Warning for sensitive readers: This piece is highly metaphor-laden. Please take all suitable self-protective measures.

The apocryphal tales have begun. Due to temporary or permanent unemployment resulting from the Coronavirus/COVID-19 pandemic, residential and commercial tenants have begun to miss (or at least delay) rent payments. 1 As a consequence of those rent payment lapses, commercial real property owners are at risk of missing mortgage payments. Likewise for homeowners who may similarly miss mortgage payments. And also businesses throughout the supply chain with non-real estate loan payments which are at jeopardy as a consequence of operational slowdowns or shutdowns.
To use a double metaphor, the dominoes which can fall from the opening of this systemic Pandora’s Box of payment defaults could be: (1) increased evictions and foreclosures 2; (2) decreased property tax, insurance, and owner association collections; (3) deferred maintenance; (4) decreased, delayed, or missed dividend payments or other distributions to owners or business equity; (5) substantial amounts of collateral in all categories for creditors to maintain and dispose due to foreclosures; (6) claims against credit insurance, investment account margin calls, business entity capital calls, and other financial ‘parachutes’ (number three) and risk mitigation mechanisms; and (7) foreclosure collections lawsuits, tax deeds, bankruptcies, assignments for the benefit of creditors, and deeds in lieu of foreclosure.
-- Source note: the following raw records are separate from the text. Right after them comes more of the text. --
PR #2008, opened 2020-08-07
Fix single element bounding box bug

Jnforja:
This PR fixes the single-element bounding box bug described on [issue #1898 ](https://github.com/excalidraw/excalidraw/issues/1898), and it comes as a follow up to the [PR #1975](https://github.com/excalidraw/excalidraw/pull/1975).

Notes about the solution:
1. While detecting an element bounding box, the line threshold is considered because some shapes, like the rectangle, have their edges so close to the bounding box that not considering the threshold would break the regression tests.
2. The code introduced to fix this issue duplicates the concept of the bounding box that is already present on the file renderScene.ts. In other words, if one day we change the bounding box to have double the padding it has now, we'll also have to change collision.ts. Otherwise, a selected element won't be detected in all points of its bounding box. This is not ideal, but refactoring the code to introduce the abstraction of the bounding box will probably cause some changes across multiple files, and I'm not sure if now is a good time for the project to do that. So I opted to duplicate the concept and see if you guys think it's a good idea to fix this bug at that cost, or if you prefer to wait for an opportunity to refactor the code to introduce the bounding box abstraction and fix the bug meanwhile.


src/element/collision.ts
```diff
@@ -332,3 +333,10 @@ const hitTestRoughShape = (
     return false;
   });
 };
+
+function isElementSelected(
```
lipis, line 337: could we use arrow function instead?

lipis:
Are you willing to refactor it?

lipis:
It's not a huge change, so we could even merge it and refactor it in a another PR..

src/element/collision.ts
Jnforja: Sure! I'll do it in a moment :)

Jnforja: > It's not a huge change, so we could even merge it and refactor it in a another PR..

Change is done :) Let me know if something else is needed!

xixixao:
Let's not merge this yet, it needs to be rebased on top of #1899 .

dwelle:
Btw, did you leave the part around handling hitboxes of multiple selected elements for next PR on purpose, or forgot?

Jnforja:
> @Jnforja ~Btw, did you leave the part around handling hitboxes of multiple selected elements for next PR on purpose, or forgot?~ nvm, just noticed the title of the PR :).

Yes, I'll do it on the next PR :) But maybe I should wait for this one to be merged to minimize conflicts. What do you think?

dwelle:
Yep, btw, I'm fixing the conflicts right now.

dwelle:
@Jnforja as for the tests, I don't think testing roughjs internals (shape coords etc.) is a good idea. Don't believe it's useful, it adds crazy amount of noise, and will be nightmare to maintain.

Jnforja:
> @Jnforja as for the tests, I don't think testing roughjs internals (shape paths etc.) is a good idea. Don't believe it's useful, it adds crazy amount of noise, and will be nightmare to maintain.

@dwelle I agree that as those tests are right now they won't be easy to maintain. The dependency towards rough.js together with the number and complexity of the parameters of `getElementAtPosition()` is what, in my opinion, makes those tests hard to maintain. I think that's valuable feedback regarding the design and complexity of the module, and although the current tests aren't easy to maintain, they can work as a stepping stone to improve the current design of both the tests and the code. Now, maybe improving the design of that code area isn't relevant to the project right now or on the foreseeable future, and if that's the case it might be better to just delete those tests :) 

I wouldn't say that we are testing rough.js internals given that many of the paths covered by those tests aren't dependent on rough.js (squares, diamonds, ellipses and text aren't dependent on rough.js to be detected). To me, that's also an interesting feedback about the design of the code :)

dwelle:
I've give the tests a cursory look. I originally thought you're asserting on the roughjs ops, but now I understand you're mocking it so you can do unit tests. I agree with @xixixao that that's an overkill and we actually don't care if the unit tests work or not. We care about whether the app functions as intended. As such, you should just do a simple tests such as:

1. create ellipse
2. select it
3. click on `{x,y}`	coord that's outside the ellipse shape but within the bounding box
4. confirm the element isn't deselected

These kinds of tests won't need regular maintenance as it doesn't depend on internals, and on top of that it tests what actually matters.

Jnforja:
I completely agree that the shorter/simpler the tests, the better, and I also agree that those 2K+ lines of tests for that feature is not cool. My point is that the fact that I needed 2K+ lines to test that code suggests that the module responsible for detecting elements might need some design improvement. From the way I see it when I can't easily test a module in isolation that usually means that the code is hard to reason about and hard to change. What I was suggesting was that the module could be refactored so that it became easier to understand and the tests for it easier to write, and also that those unit tests could be used as a probe and as a safety net for refactoring.

But if refactoring the module for detecting elements is not important for the project, and the current unit tests won't
be iterated upon, _then I agree that it's better to delete the unit tests and rely on the e2e/integration tests_. Although I do believe that as the project grows, and the necessity to prevent regression grows as well, that those tests will become harder and harder to maintain, but I might be wrong.

About not caring if the unit tests work or not, I think that we care about being able to structure code so that a suite of unit tests working means that the app works as intended.

I mainly used those tests as a way to understand better the code that I was changing, but if you think that they won't provide any further value I can delete them and update the PR  :)

dwelle:
I think that e2e tests are enough to assert the app behaves correctly, and TS types are usually enough to help in refactoring. Neither is 100% safe but it's usually safe enough.

Moreover, with unit tests refactoring is harder because you're testing implementation. We shouldn't really care about the implementation if it does what it should.

Jnforja:
Ok. If e2e tests + TS are giving good enough results to allow changes to the code without introducing regression bugs, that's great. Next tests I add I'll follow the pattern and give preference to doing e2eish tests like the ones in `src/tests/regressionTests.test.tsx` :)

Should I go on and update the PR to remove those unit tests?

I'm not arguing about anything, but I'll share what's on my mind just for the sake of a healthy discussion :)

> unit tests refactoring is harder because you're testing implementation.

If by unit tests we're thinking about testing every function the code has, then yes, our tests will be brittle and easy to break. But if our units are well-structured modules that encapsulate a well-defined behavior, then I don't see it this way. It ends up being a question of where we define the testing boundary.

The thing about relying on e2e tests is that as the number of features of the app grows, the harder it is to cover all behaviors of the application, which leads to writing a lot more e2e tests than we'd have to write unit tests. Unit tests are seen as the brittle ones, and when not done carefully it's true, but e2e tests are brittle as well. 

E2E tests capture a lot of details that sometimes we're not even aware of. For example, I may want to try to test that I can select a rectangle, but to do that, I have to click on the rectangle tool, draw it, and just then can I try to select it. My test has the purpose of asserting we can select a rectangle, but it depends on the behavior of choosing the tool to select the rectangle as well as on the specificities of drawing one. Now changes to choosing the rectangle tool and how to draw one will break the test related to how to select one. Instead of thinking of one test that depends on behavior it is not interested in, think of 100's, and the maintenance problem starts to become more clear. Then there's also the point that none of those tests that are failing will tell what's wrong. For example, if there's a merge that changes multiple areas of the code and now 20 e2e tests are failing, trying to figure where the problem is, is going to be complicated.

Those are just my opinions, and I might be wrong. But I just wanted to explain where I'm coming from.

dwelle:
I more or less agree with your points on e2e vs unit tests, and I'm not totally against unit tests in the right places, and we should figure it out. That said, your unit tests already broke. The `getElementAtPosition()`	API changed significantly. And once you fix them, they'll possibly break again in my next PR because I plan to do further refactor.

I think we're still at a stage where having granular, thorough unit tests (or even e2e tests) isn't a good idea because we're still changing the app behavior in significant ways. In very near future we'll be revamping how element selection works, how cursor works etc.

So my vote is to remove most of those unit tests, and add just a handful of tests asserting the behavior as a whole. We don't need to test every element and every case, that can be done later.

Jnforja:
I think I understand the points you're making, although not wholeheartedly agreeing with them. With that said, thank you for taking the time to explain what's going on with the project. 

If it's ok with you, I'll update the PR, as you suggested, to replace the unit tests with a small group of e2e tests.

dwelle:
> If it's ok with you, I'll update the PR, as you suggested, to replace the unit tests with a small group of e2e tests.

❤️

Jnforja:
I've updated the PR. 

I ended up adding only a single e2e test to avoid regressions on this bug. I figured that since the selection of all element types is being handled the same and by the same piece of code that a single e2e test would be enough.

Let me know if anything else is needed.

src/element/collision.ts
```diff
@@ -48,10 +45,26 @@ export const hitTest = (
...
+    // reverse rotate the pointer
+    [x, y] = rotate(x, y, cx, cy, -element.angle);
+
+    const doCoordinatesHitElementBoundingBox =
+      x > x1 - threshold &&
+      x < x2 + threshold &&
+      y > y1 - threshold &&
+      y < y2 + threshold;
+    return doCoordinatesHitElementBoundingBox;
+  }
```
xixixao, line 62: Maybe pull this out into a function to keep `hitTest` readable?

src/element/collision.ts
```diff
@@ -656,12 +669,7 @@ const pointInBezierEquation = (
   return false;
 };
 
-const hitTestCurveInside = (
-  drawable: Drawable,
-  x: number,
-  y: number,
-  lineThreshold: number,
```
xixixao, line 663: Unrelated: How is the threshold being applied? (cause it seems that it is from playing with the UI).

src/tests/regressionTests.test.tsx
```diff
@@ -1212,4 +1212,17 @@ describe("regression tests", () => {
     expect(h.elements[0].groupIds).toHaveLength(0);
     expect(h.elements[1].groupIds).toHaveLength(0);
   });
+
+  it("keeps selected element selected when click hit's element bounding box but doesn't hit the element", () => {
```
xixixao, line 1216:
```suggestion
  it("keeps selected element selected when click hits element bounding box but doesn't hit the element", () => {
```

src/tests/regressionTests.test.tsx
```diff
@@ -1212,4 +1212,17 @@ describe("regression tests", () => {
...
+    clickTool("ellipse");
+    mouse.down(0, 0);
+    mouse.up(100, 100);
+
+    clickOnBoundingBoxButNotOnElement();
+    expect(getSelectedElements().length).toBe(1);
+
+    function clickOnBoundingBoxButNotOnElement() {
+      mouse.click(0, 0);
+    }
```
xixixao, line 1226: Not that I don't like this but it seems inconsistent in style
```suggestion
    // click on bounding box but not on element
    mouse.click(0, 0);
    expect(getSelectedElements().length).toBe(1);
```

Jnforja: At the time, I hesitated between commenting and putting it on a function. But style-wise, the comment is more consistent indeed.

src/tests/regressionTests.test.tsx
Jnforja: I didn't notice that one. Thank you :)

src/element/collision.ts
Jnforja: I'll see what I manage to do to improve `hitTest` readability :)

src/element/collision.ts
dwelle: It doesn't apply a threshold here. This function is detecting area within the shape. The threshold you're seeing is coming from fallback to detecting shapes outline curves.

src/element/collision.ts
Jnforja: I've updated the PR with some refactors to `hitTest`.

Jnforja:
I've updated the PR to take into account @xixixao feedback.

dwelle:
Thanks! I look forward to the multi-selection/group-selection PR.

PR #2010, opened 2020-08-09
Add prevent binding keyboard shortcut to shortcuts dialog

xixixao:
Follow up to #1899.

Screen Shot 2020-08-08 at 21 39 04

Adds last item in Shapes

### DIFF
--- a/src/locales/en.json
+++ b/src/locales/en.json
@@ -178,7 +178,7 @@
     "textNewLine": "Add new line (text)",
     "textFinish": "Finish editing (text)",
     "zoomToFit": "Zoom to fit all elements",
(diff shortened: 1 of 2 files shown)


src/locales/en.json
```diff
@@ -177,7 +177,8 @@
     "github": "Found an issue? Submit",
     "textNewLine": "Add new line (text)",
     "textFinish": "Finish editing (text)",
-    "zoomToFit": "Zoom to fit all elements"
+    "zoomToFit": "Zoom to fit all elements",
+    "preventBinding": "Prevent arrows binding"
```
dwelle, line 181:
```suggestion
    "preventBinding": "Prevent arrow binding"
```

PR #2013, opened 2020-08-09
Refactor resize handle naming

dwelle:
Changed & aligned resize handles naming because it was getting very hard to orientate oneself.

- the `resizeHandler` was renamed to ~~`resizeHandle`~~ `transformHandle` (handler is a function that handles something, while *handle* is something you hold onto)
- the `resizeHandle` string (`sw`, `s`...) was renamed to ~~`resizeHandleSide`~~ `transformHandleType`


dai-shi:
Nice. I had confused with the name. This will improve readability a lot.
How are you comfortable with one of `resizeHandleSide` being `rotation`?

dwelle:
> How are you comfortable with one of resizeHandleSide being rotation?

Not that much. Any idea for better name? `resizeHandleName`/`resizeHandleCode`/`resizeHandleDirection`?

dai-shi:
I mean "resize" doesn't mean "rotation" in general does it? For example, "resize" + "rotate" = "reshape", `reshapeHandle`???

dwelle:
I see. From that perspective, `reshape` isn't good either -- rotation doesn't change shape. What about `transformHandle`?

dai-shi:
That sounds good.

dwelle:
pushed:

- `resizeHandle` → `transformHandle`
- transformHandleSide` → `transformHandleType`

But this apocalyptic recession (or even possible depression) scenario is not necessary. With great challenges come opportunities. This is that time – to use a fourth metaphor – to move ahead of the curve.

Now, before the other shoe drops (fifth metaphor), tenants, borrowers, business owners, and all others similarly situated with an eye to the bottom line (number six) should: (1) find and review their leases, mortgages, loan agreements, security agreements/financing statements, personal guaranties, investment contracts, and other agreements and instruments with financial implications; (2) evaluate their responsibilities and rights; (3) determine their cushions (seven) of available cash and other cash-equivalents (such as stocks and bonds) to weather the storm (eight); and (4) begin planning to attend to their short- and long-term payment abilities. Oh…and (5) open a realistic conversation with their creditors or lenders. (Understandably they may want to conduct those dialogues with their lawyers and accountants in-tow [number nine], due to the implications which could result from an effective admission of a predicted inability to pay on a timely or complete basis.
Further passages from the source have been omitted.